Directions: All lines of the following material must be written out exactly as they appear.

Exercise inputs:
PR #1089, opened 2022-01-25
Fix: Make it possible for buttons to have multiple lines in ObjectPagePriceView

bstien:
# Why?
We need to support longer titles for the link buttons in `ObjectPagePriceView`. We seem to already have support by setting `button.titleLabel?.numberOfLines` to `0`, but the extra lines are not accounted for when `Button` calculates its `intrinsicContentSize` so the buttons end up looking pretty cramped because of the missing space. See the 'Before'-image below, where I've set `numberOfLines = 0`.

Answer for this exercise:
PR #1089, opened 2022-01-25
Fix: Make it possible for buttons to have multiple lines in ObjectPagePriceView

bstien:
# Why?
We need to support longer titles for the link buttons in `ObjectPagePriceView`. We seem to already have support by setting `button.titleLabel?.numberOfLines` to `0`, but the extra lines are not accounted for when `Button` calculates its `intrinsicContentSize` so the buttons end up looking pretty cramped because of the missing space. See the 'Before'-image below, where I've set `numberOfLines = 0`.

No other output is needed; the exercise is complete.